Pentroof combustion chamber with downdraft-type straight intake helps make excellent power across the rev band, with maximum power at 10,000 rpm.
First use of fuel injection on a 250 Yamaha on/off-road bike. The system relies on input from a crank sensor, intake air pressure sensor and throttle position sensor feeding a compact ECU to provide optimum combustion.
An ECU-controlled EXUP exhaust valve, along with an electronic intake control valve, broadens the powerband.
Large titanium intakes valves with WPC processed high lift cams, a treatment in which the surface is sprayed with fine powder at over 100 meters per second to increase surface hardness.
Three-axis engine layout keeps the engine compact. Wet sump tucks between frame rails to keep the engine height down.
Rare earth-type ACM alternator keeps the weight down while providing all the current needed to run the FI and lighting systems.
Direct ignition coil sits atop the spark plug – another first on a Yamaha on-off-road model.
Six-speed gearbox provides a wide spread of ratios, with shower-type lubrication for reliability.
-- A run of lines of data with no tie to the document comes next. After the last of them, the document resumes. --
PR #1301, opened 2019-01-28
let cassandra servers contain whitespace in config

### LINKED ISSUE #1300: Strip whitespace from value for servers in configmap
## Requirement 
Listing the IP addresses of each node of a Cassandra cluster.

In the **configmap.yml** file, the key-value pair of _servers: XX.XX.XXX.XX_ for one IP entry works fine. But when providing more than one entry, like _servers: XX.XX.XXX.XX, XX.XXX.XX.XXX, XX.XXX.XXX.XX_, the Collector's *gocql* reveals an error for the second IP: _dns error: lookup XX.XXX.XX.XXX: no such host_ and reveals the same error for the third IP.

When I remove the whitespace between the comma and the next IP, the thing works fine and the Collector successfully connects to the Cassandra cluster.

Strip white spaces from the value, so that humans can still use whitespaces when writing and reading these values.

Will you please include this type of Cassandra example in your documentation? Something beyond the all-in-one example which is too simple for production scenarios. I couldn't find anything about clusters and raw IP addresses for the cluster.

karlpokus:
- Resolves #1300 

- Let cassandra hosts contain whitespace in config


black-adder:
Cheers!

jpkrohling:
@karlpokus how do you feel about sending your second PR to this project? #1302 seems easy now that you did this one, doesn't it ;-)

karlpokus:
@jpkrohling Sure. I'll take a look tomorrow.

Issue #1302, opened 2019-01-28
Strip whitespace from value for ES servers and kafka brokers


black-adder:
## Requirement - what kind of business use case are you trying to solve?
See https://github.com/jaegertracing/jaeger/issues/1300 for ES servers and kafka brokers

## Problem - what in Jaeger blocks you from solving the requirement?
https://github.com/jaegertracing/jaeger/blob/bfa7b785e2dbb7d4fa55f2a51915b095a2fa928c/plugin/storage/es/options.go#L221 and https://github.com/jaegertracing/jaeger/blob/bfa7b785e2dbb7d4fa55f2a51915b095a2fa928c/plugin/storage/kafka/options.go#L77

## Proposal - what do you suggest to solve the problem or improve the existing situation?
Same solution as in #1301 

## Any open questions to address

A special light-action clutch makes shifting a snap.
Tucked-in, three-chamber muffler keeps the mass concentration up and the bike quiet.
Electric start only: Leaving off the kickstarter keeps it light and simple.
A slim, steel fuel tank is shaped with knee grip in mind, and the entire ergonomic layout is designed to make the rider feel like part of the bike.
Narrow, YZ-inspired seat features gripper-type cover for great seat-of-the-pants feel. Seat height is 36.6 inches.
WR enduro-style instrument panel provides excellent visibility in spite of the compact size. Basic mode provides speed, clock, tripmeter and self-diagnostic function. Measurement mode includes stopwatch, distance-compensating tripmeter, etc.
Minimalist front and rear fenders are designed for function, simplicity and lightness.
Bodywork with separate radiator heat outlet helps keep engine and rider cool.
Lightweight headlight and LED taillight maximizes visibility and draw less current.